本発明は、インデンを主成分とするインデン組成物に関する。
インデンは、クマロン・インデン樹脂、光学樹脂等の原料として工業的に有用な物質である。インデンを製造する方法としては、従来から、コールタール留分からインデンを回収する方法が一般的である。例えば、特許文献1及び2には、コールタール留分から高純度のインデンを製造する方法が記載されている。
特開平9-301898号公報 特開2001-72613号公報
しかし、特許文献1及び2に記載の方法で得られたインデンは、僅かに残存するベンゾニトリル、硫黄分等の影響で、インデン自体が着色したり、合成原料として利用困難となったりする場合があった。
本発明は、着色が少なく、ポリマー等の合成原料として好適に利用可能なインデン組成物を提供することを目的とする。
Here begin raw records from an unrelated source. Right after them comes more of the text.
Issue #161, opened 2023-05-25
Reimplement Thumbnail Tooltip Metadata


mzieg:
Right now, if you mouseOver a Thumbnail on the Clipboard, it gets a "huge" ToolTip providing all the Metadata for that Measurement. Some users like that, others vocally do not.

One option would be to add a button to the "Thumbnail button bar" under each Thumbnail, where clicking it would show/hide the metadata.  Or pop it out in a Dialog.

Or maybe we could "ctrl-MouseOver" or something?

Or add a configurable checkbox in Settings?

Or...whatever.  Different users like different things :-)  Just capturing for the backlog...

lenziwill:
We should consider ENLIGHTEN default settings, the settings that are active when the software is opened. For example, should ROI and SRM both be on when software is opened?

mzieg:
This was changed to WhatsThis.

PR #215, opened 2023-06-29
added min/avg/max to thumbnail tooltips

mzieg:
just seemed like a good idea


enlighten/ui/ThumbnailWidget.py
```diff
@@ -518,7 +518,11 @@ def disable_trash(self):
         self.button_trash.setVisible(False)
 
     def generate_tooltip(self):
-        tt = ""
+        # quick stats in first line
+        proc = self.measurement.processed_reading.processed
+        tt = f"Max {int(max(proc))}, Avg {int(sum(proc)/len(proc))}, Min {int(min(proc))}\n\n"
```
samiebee43, line 523: tt = ... if proc else ""

samiebee43 (changes requested):

enlighten/ui/ThumbnailWidget.py
mzieg: fixed

README_CHANGELOG.md
```diff
@@ -13,8 +13,10 @@
         - improved floating-point precision
     - renamed VignetteROIFeature to HorizROIFeature
     - persist gain_db by serial number
+    - added min/avg/max to thumbnail tooltips
     - plugins
         - updated Savitzky-Golay
+>>>>>>> main
```
samiebee43, line 19: merge conflict indicator

mzieg: fixed

mzieg:
I saw that #161 was asking if there was a compromise between always showing that huge mass of metadata when mousing-over as a ToolTip, and just disabling the feature (as some people think it's "too much.")  Turns out Qt actually has a [QWhatsThis](https://doc.qt.io/qt-6/qwhatsthis.html) feature specifically designed for this, so I took a whack at testing it.

For some reason my laptop isn't showing cursors when I take screenshots, and cursors are pretty integral to this, so I took a quick movie instead:

https://youtu.be/lnbQtACkg5E

For the record, I'm not completely sold on this implementation, but I think it's a step in the right direction.  We'd probably actually want to move the new WhatsThis button up next to the current Help button, and add more WhatsThis text across the GUI, and maybe play with the CSS and SVG a bit...but this works, and I think is arguably better than what we had before.

mzieg:
Resolved #161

本発明は、インデンの含有量が80~99.5質量%のインデン組成物に関する。上記インデン組成物は、インデン以外の成分に占める、5員環及び6員環の縮合環構造を有する炭素数9又は10の炭化水素化合物の含有割合が90質量%以上ある。また、上記インデン組成物は、ベンゾニトリルの含有量が0.5質量%以下、硫黄の含有量が5質量ppm以下である。
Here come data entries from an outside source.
PR #270, opened 2015-11-26
doc: add Softlayer to list of Hardware Sponsors

mhdawson:
Add another line to identify IBM is also contributing
through Softlayer

Not sure if this is the best way but I would like to call out Softlayer and the OSU Open Source Lab separately.


mhdawson:
@jbergstroem @rvagg

jbergstroem:
LGTM, overdue :+1:

rvagg:
aye, lgtm

we need to remove linaro and put something about ARM Holdings, also we're getting FreeBSD from somewhere new right @jbergstroem?

jbergstroem:
@rvagg correct. lets add the freebsd stuff once its in.

mhdawson:
Landed as 28a1a5e6062ea7b50139f652c1dbd8d83139612b

PR #273, opened 2015-12-01
centos5/6: multiple slave refactor

jbergstroem:
We previously used to run multiple jenkins on centos5 and 6 to handle gcc41/gcc44 jobs. This logic is now handled by passing labels in jenkins (more specifically centos6-64-gcc44, centos5-32-gcc41). Doing so, we can remove all the extra server stuff.

While at it, a minor fix to the centos6 init script for ccache, simplifying server_id and using our custom ccache installer.


joaocgreis:
Did not run this, LGTM if it works.

setup/centos6/resources/jenkins.initd
```diff
@@ -21,19 +21,21 @@ PIDFILE=/var/run/jenkins/$NAME.pid
 # Read config
 [ -f "$JENKINS_CONFIG" ] && . "$JENKINS_CONFIG"
 
-# Add scl-specific path as well as regular path
-JENKINS_PATH="$JENKINS_PATH:$PATH"
+# Add scl-specific path as well as regular path.
+# We add /usr/local/bin since that's where ccache symlinks live
+JENKINS_PATH="/usr/local/bin:$JENKINS_PATH:$PATH"
```
joaocgreis: Isn't this needed for centos5 as well?

jbergstroem: yes, invoking our ccache script installs/symlinks into `/usr/local/bin`, and I just switched the python symlink path from our custom `/home/iojs/bin/` to `/usr/local/bin`.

上記インデン組成物は、インデン以外の成分の大部分が特定の炭化水素化合物であり、且つ、反応性の高いベンゾニトリル及び硫黄の含有量が少ないことから、着色が少なくなり、且つ、ポリマー、医薬化合物等の合成原料として好適に利用することができる。
一態様において、上記炭化水素化合物は、炭素数9又は10の脂環式化合物を含有していてよい。
一態様において、上記脂環式化合物は、シクロヘキセン環とシクロペンテン環とが縮合した縮合環構造を有する炭素数9の化合物を含んでいてよい。
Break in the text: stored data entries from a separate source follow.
PR #286, opened 2015-12-23
redirect for Windows Environment wiki page

joaocgreis:
This is necessary to land https://github.com/nodejs/node/pull/4111

@rvagg is this the correct way to add the redirect?

### DIFF
--- a/setup/www/resources/config/nodejs.org
+++ b/setup/www/resources/config/nodejs.org
@@ -380,4 +380,6 @@ server {
     rewrite ^/images/yahoo-logo.png                               https://$server_name/static/legacy/images/yahoo-logo.png permanent;
 
     rewrite ^/images/(.*)                                         https://$server_name/static/images/$1 permanent;
+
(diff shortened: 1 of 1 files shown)


rvagg:
yes, I think remove the first one though, let the direct go through from http to https and we'll always just link to the https version when we refer to it publicly anyway

jbergstroem:
+1 to https only. Redirects like these will stay in a config forever; the less rules the better

joaocgreis:
Thanks, updated

orangemocha:
LGTM

joaocgreis:
@rvagg what more needs to be done here to update the server config?

rvagg:
Sorry! Someone with access to the web server just needed to drop this in /etc/nginx/sites-available/ and reload nginx. I've done that now, https://nodejs.org/windows-environment is active.

joaocgreis:
Thanks!

jbergstroem:
@joaocgreis (you should have access with the infra key)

一態様において、上記脂環式化合物は、ノルボルナン環又はノルボルネン環と5員環とが縮合した縮合環構造を有する炭素数10の化合物を含んでいてよい。
一態様において、上記脂環式化合物の含有量は、0.1~1質量%であってよい。
一態様において、上記炭化水素化合物は、インダン、メチルインダン及びメチルインデンからなる群より選択される少なくとも一種の芳香族化合物を含有していてよい。
一態様において、上記芳香族化合物の含有量は、0.1~19.9質量%であってよい。
本発明によれば、着色が少なく、ポリマー等の合成原料として好適に利用可能なインデン組成物が提供される。
以下、本発明の好適な実施形態について詳細に説明する。
本実施形態に係るインデン組成物は、インデンを主成分(80~99.5質量%)とする組成物であり、インデン以外の成分として、5員環及び6員環の縮合環構造を有する炭素数9又は10の炭化水素化合物を含有している。
インデン以外の成分に占める上記炭化水素化合物の含有割合は、90質量%以上であり、好ましくは95質量%以上である。上記炭化水素化合物は、ヘテロ原子を含む極性官能基を有していないため、着色の原因となり難く、且つ、予期しない反応による合成阻害が生じ難い。また、上記炭化水素化合物は、インデンと類似の縮合環構造を有しているため、仮に予期しない反応に供された場合でも悪影響が少ない傾向がある。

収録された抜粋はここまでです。